Repeat every entry exactly as it appears.

Content starts

Issue #2310, opened 2024-05-01
Add date of transaction to permission card


arrenv:
### Story

As a USER, I want to be able to see the date and time when a transaction was executed.

### Description

In order to provide the required information for transactions when the permissions decision method is used, we need to include the date the transaction and action was executed, to do this, we will add an additional line to the permission card.

The date the action was created, in this date format:
    - For today: Today at XX:XXam/pm
    - For yesterday: Yesterday at XX:XXam/pm
    - Older: 12 Mar 2022 at XX:XXam/pm
    - The date and time should be best guess for the users timezone, and fallback to UTC+0

### Design

[Figma link](https://www.figma.com/file/l1dOM5qiQYwF0ElvKDqqjg/Design-System---Colony-v3?type=design&node-id=3701-19285&mode=design&t=v0nITJZ06JWwVgMc-4)

![image](https://github.com/JoinColony/colonyCDapp/assets/33682027/7fd9d4a9-297d-40a1-9e98-ab6d84cffcf1)

### This issue is complete when...

- [ ] You are able to see the date of the transaction in each action using permissions.

PR #2336, opened 2024-05-08
feat: added createdAt information

CzarekDryl:
## Testing

* Create any action using permissions

**New stuff** ✨

* Changed box description
* Added information when action was created
image

Resolves [2310](https://github.com/JoinColony/colonyCDapp/issues/2310)


melyndav (dismissed):
Looks great @CzarekDryl thanks for the update to this component. Nice work!

arrenv (dismissed):
Thank you @CzarekDryl, looks good to me :)

src/components/v5/common/ActionSidebar/partials/ActionSidebarContent/partials/utils.ts
```diff
@@ -0,0 +1,31 @@
+import { format, isToday, isYesterday } from 'date-fns';
+
+export const formatDate = (createdAt: string | undefined) => {
```
rdig, line 3: There's no need for this util as `react-intl` already exports a `FormattedDate` component which you can use directly, and already contains all the formatting options that you might need.

It also exports `FormattedDateParts` which gives you as much granular control as you'd want.

We already use it here: https://github.com/JoinColony/colonyCDapp/blob/feat/15899525-created/src/components/common/Extensions/UserHub/partials/StakesTab/partials/StakeItem.tsx#L28

rdig (changes requested):
The change itself is good, but please don't add redundant logic, when we already have ways of dealing with date and time formatting.

src/components/v5/common/ActionSidebar/partials/ActionSidebarContent/partials/utils.ts
CzarekDryl: @rdig I wasn't sure how FormattedDateParts works. Take a look to see if this is possible.

melyndav (approved):
Re-approving this one @CzarekDryl

rdig (approved):
All good now. 

Would have personally not had created the extra `formatData` fn, and just rendered everything in component directly, but It can go in as it is.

Content ends

**Answer section**:
Issue #2310, opened 2024-05-01
Add date of transaction to permission card


arrenv:
### Story

As a USER, I want to be able to see the date and time when a transaction was executed.

### Description

In order to provide the required information for transactions when the permissions decision method is used, we need to include the date the transaction and action was executed, to do this, we will add an additional line to the permission card.

The date the action was created, in this date format:
    - For today: Today at XX:XXam/pm
    - For yesterday: Yesterday at XX:XXam/pm
    - Older: 12 Mar 2022 at XX:XXam/pm
    - The date and time should be best guess for the users timezone, and fallback to UTC+0

### Design

[Figma link](https://www.figma.com/file/l1dOM5qiQYwF0ElvKDqqjg/Design-System---Colony-v3?type=design&node-id=3701-19285&mode=design&t=v0nITJZ06JWwVgMc-4)

![image](https://github.com/JoinColony/colonyCDapp/assets/33682027/7fd9d4a9-297d-40a1-9e98-ab6d84cffcf1)

### This issue is complete when...

- [ ] You are able to see the date of the transaction in each action using permissions.

PR #2336, opened 2024-05-08
feat: added createdAt information

CzarekDryl:
## Testing

* Create any action using permissions

**New stuff** ✨

* Changed box description
* Added information when action was created
image

Resolves [2310](https://github.com/JoinColony/colonyCDapp/issues/2310)


melyndav (dismissed):
Looks great @CzarekDryl thanks for the update to this component. Nice work!

arrenv (dismissed):
Thank you @CzarekDryl, looks good to me :)

src/components/v5/common/ActionSidebar/partials/ActionSidebarContent/partials/utils.ts
```diff
@@ -0,0 +1,31 @@
+import { format, isToday, isYesterday } from 'date-fns';
+
+export const formatDate = (createdAt: string | undefined) => {
```
rdig, line 3: There's no need for this util as `react-intl` already exports a `FormattedDate` component which you can use directly, and already contains all the formatting options that you might need.

It also exports `FormattedDateParts` which gives you as much granular control as you'd want.

We already use it here: https://github.com/JoinColony/colonyCDapp/blob/feat/15899525-created/src/components/common/Extensions/UserHub/partials/StakesTab/partials/StakeItem.tsx#L28

rdig (changes requested):
The change itself is good, but please don't add redundant logic, when we already have ways of dealing with date and time formatting.

src/components/v5/common/ActionSidebar/partials/ActionSidebarContent/partials/utils.ts
CzarekDryl: @rdig I wasn't sure how FormattedDateParts works. Take a look to see if this is possible.

melyndav (approved):
Re-approving this one @CzarekDryl

rdig (approved):
All good now. 

Would have personally not had created the extra `formatData` fn, and just rendered everything in component directly, but It can go in as it is.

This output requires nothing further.